[Your task] Two lines in the data below mark the range: the one with "feat(lfx): extension manifest" and the one with "### What's in". Return both, along with every line between them, exactly.

Collected data:

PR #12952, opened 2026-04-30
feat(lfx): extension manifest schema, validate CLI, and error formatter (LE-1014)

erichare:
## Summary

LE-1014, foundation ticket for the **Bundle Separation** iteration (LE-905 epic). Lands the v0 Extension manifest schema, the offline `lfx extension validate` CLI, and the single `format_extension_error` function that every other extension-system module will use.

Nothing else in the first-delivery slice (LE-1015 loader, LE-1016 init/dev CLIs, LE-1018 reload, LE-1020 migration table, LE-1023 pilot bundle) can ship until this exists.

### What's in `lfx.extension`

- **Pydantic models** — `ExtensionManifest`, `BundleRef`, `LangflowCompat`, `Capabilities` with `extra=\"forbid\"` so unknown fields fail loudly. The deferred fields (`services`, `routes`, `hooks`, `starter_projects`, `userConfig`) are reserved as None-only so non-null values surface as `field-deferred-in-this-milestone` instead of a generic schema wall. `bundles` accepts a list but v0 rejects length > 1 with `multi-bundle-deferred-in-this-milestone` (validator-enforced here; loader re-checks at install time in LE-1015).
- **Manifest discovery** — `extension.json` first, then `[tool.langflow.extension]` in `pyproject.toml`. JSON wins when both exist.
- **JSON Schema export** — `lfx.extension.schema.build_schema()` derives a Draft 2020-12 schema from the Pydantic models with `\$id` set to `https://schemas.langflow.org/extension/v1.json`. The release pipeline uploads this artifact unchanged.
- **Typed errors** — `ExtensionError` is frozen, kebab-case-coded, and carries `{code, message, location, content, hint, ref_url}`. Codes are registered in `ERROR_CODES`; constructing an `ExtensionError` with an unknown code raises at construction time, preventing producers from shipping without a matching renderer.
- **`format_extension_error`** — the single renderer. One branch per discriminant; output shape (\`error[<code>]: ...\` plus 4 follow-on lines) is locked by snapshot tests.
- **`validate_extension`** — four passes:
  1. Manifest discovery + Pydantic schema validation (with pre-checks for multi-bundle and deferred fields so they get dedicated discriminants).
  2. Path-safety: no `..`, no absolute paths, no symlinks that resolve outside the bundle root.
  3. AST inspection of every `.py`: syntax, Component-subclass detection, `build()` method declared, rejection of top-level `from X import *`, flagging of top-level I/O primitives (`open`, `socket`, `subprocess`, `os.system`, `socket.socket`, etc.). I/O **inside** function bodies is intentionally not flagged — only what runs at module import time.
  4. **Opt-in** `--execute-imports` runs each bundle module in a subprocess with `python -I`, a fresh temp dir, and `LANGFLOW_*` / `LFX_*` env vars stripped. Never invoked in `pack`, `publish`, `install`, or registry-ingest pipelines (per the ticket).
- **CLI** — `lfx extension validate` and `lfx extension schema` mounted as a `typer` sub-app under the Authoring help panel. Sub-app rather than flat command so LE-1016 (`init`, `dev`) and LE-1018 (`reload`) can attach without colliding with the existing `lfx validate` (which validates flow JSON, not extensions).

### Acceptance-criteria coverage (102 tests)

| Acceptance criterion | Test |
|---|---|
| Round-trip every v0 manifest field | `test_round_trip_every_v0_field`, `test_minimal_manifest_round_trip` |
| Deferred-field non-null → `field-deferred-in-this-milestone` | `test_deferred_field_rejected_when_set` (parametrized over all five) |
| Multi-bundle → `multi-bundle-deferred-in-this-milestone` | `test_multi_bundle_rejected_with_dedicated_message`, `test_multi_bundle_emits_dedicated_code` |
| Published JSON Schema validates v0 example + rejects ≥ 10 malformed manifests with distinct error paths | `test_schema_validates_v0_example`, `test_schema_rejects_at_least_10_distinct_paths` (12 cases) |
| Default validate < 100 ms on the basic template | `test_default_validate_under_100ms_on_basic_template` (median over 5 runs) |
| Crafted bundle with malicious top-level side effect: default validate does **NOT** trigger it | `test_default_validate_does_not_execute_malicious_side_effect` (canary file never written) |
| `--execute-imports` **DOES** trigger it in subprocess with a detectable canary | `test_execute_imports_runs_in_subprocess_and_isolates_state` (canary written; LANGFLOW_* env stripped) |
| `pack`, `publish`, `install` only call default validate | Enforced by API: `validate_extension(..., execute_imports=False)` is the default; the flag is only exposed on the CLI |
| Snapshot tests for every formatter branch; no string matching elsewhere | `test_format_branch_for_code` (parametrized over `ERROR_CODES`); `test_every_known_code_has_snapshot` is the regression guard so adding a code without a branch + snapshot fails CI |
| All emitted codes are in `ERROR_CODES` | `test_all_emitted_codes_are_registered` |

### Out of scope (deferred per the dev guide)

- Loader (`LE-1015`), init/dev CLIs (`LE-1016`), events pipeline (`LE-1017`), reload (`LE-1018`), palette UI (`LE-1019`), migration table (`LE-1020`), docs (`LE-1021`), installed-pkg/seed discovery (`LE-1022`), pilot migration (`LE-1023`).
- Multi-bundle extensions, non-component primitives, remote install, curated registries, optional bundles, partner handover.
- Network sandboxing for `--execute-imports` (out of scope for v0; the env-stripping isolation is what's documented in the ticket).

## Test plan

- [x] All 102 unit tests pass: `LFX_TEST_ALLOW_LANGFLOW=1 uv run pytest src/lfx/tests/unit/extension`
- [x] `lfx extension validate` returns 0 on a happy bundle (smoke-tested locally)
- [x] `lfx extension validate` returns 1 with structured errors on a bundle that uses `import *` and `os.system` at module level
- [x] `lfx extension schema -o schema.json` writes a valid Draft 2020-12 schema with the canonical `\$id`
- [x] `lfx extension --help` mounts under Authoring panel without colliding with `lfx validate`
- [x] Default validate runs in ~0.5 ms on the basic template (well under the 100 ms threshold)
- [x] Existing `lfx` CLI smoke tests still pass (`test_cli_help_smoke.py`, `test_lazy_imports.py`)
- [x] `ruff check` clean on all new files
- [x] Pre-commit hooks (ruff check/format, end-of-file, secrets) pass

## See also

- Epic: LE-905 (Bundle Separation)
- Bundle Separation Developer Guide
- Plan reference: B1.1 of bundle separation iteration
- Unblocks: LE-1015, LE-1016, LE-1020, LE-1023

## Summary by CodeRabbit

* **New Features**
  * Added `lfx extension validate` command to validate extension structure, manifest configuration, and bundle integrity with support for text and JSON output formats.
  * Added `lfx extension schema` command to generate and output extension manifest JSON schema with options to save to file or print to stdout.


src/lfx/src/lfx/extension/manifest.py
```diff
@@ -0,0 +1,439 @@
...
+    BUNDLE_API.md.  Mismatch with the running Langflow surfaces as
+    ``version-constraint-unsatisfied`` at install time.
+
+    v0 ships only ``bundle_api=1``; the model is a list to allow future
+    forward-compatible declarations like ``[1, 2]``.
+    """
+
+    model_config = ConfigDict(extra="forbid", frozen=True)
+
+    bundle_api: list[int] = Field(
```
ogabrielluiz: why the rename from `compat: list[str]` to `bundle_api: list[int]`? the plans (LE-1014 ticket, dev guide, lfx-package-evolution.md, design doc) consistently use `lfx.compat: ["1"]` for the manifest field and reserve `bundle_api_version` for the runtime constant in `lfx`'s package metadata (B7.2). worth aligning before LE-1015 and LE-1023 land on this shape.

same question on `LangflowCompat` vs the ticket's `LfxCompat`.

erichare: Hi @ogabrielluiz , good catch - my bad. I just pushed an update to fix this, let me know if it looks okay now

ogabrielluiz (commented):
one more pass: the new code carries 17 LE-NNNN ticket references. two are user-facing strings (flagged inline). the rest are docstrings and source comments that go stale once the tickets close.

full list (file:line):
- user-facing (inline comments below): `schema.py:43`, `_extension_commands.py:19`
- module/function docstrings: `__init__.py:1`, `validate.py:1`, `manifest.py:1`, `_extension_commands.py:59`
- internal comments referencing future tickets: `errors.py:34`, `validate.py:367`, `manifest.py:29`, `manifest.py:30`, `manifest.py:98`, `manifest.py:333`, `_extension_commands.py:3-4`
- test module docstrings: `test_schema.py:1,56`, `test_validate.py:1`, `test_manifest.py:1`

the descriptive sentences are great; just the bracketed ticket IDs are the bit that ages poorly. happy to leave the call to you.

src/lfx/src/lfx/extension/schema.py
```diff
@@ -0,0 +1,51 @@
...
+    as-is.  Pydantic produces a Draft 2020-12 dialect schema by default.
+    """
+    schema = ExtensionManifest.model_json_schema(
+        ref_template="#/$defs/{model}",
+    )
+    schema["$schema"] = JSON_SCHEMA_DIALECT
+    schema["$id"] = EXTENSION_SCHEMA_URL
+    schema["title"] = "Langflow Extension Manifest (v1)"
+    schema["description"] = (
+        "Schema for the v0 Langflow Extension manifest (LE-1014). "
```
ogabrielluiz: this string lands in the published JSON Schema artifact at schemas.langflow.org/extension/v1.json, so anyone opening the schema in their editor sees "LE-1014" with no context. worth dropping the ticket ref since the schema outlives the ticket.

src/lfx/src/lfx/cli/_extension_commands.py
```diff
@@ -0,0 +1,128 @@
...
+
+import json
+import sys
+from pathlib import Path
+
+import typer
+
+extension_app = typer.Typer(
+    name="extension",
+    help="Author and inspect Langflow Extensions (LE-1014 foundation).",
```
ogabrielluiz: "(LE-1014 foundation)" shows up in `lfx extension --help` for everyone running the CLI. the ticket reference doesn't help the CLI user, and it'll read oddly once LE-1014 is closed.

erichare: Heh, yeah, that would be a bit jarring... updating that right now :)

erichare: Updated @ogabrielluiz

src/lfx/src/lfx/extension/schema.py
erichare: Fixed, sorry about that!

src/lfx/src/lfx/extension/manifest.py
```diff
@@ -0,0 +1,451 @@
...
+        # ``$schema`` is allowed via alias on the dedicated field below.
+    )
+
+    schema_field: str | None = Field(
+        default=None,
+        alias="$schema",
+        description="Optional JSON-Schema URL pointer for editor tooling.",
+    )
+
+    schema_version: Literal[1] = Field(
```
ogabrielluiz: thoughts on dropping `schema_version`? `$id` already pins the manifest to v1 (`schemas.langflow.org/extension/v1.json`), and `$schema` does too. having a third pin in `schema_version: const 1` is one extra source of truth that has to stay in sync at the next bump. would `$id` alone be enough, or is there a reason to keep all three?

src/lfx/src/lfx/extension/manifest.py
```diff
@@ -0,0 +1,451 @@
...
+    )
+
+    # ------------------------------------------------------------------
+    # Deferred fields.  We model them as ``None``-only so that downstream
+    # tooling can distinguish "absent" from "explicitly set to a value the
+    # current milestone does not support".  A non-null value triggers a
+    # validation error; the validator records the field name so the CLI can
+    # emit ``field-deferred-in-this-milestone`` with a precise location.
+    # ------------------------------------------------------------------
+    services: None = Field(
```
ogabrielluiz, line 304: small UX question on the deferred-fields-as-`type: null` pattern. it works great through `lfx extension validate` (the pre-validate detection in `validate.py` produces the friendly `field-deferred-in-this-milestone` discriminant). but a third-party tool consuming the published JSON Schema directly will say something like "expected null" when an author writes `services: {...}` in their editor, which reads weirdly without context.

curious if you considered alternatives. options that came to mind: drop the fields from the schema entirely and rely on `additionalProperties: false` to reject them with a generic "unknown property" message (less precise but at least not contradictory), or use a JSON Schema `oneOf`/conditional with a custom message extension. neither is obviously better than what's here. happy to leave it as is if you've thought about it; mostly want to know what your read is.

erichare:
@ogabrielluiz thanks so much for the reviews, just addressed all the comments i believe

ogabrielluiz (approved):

[Result below]
feat(lfx): extension manifest schema, validate CLI, and error formatter (LE-1014)

erichare:
## Summary

LE-1014, foundation ticket for the **Bundle Separation** iteration (LE-905 epic). Lands the v0 Extension manifest schema, the offline `lfx extension validate` CLI, and the single `format_extension_error` function that every other extension-system module will use.

Nothing else in the first-delivery slice (LE-1015 loader, LE-1016 init/dev CLIs, LE-1018 reload, LE-1020 migration table, LE-1023 pilot bundle) can ship until this exists.

### What's in `lfx.extension`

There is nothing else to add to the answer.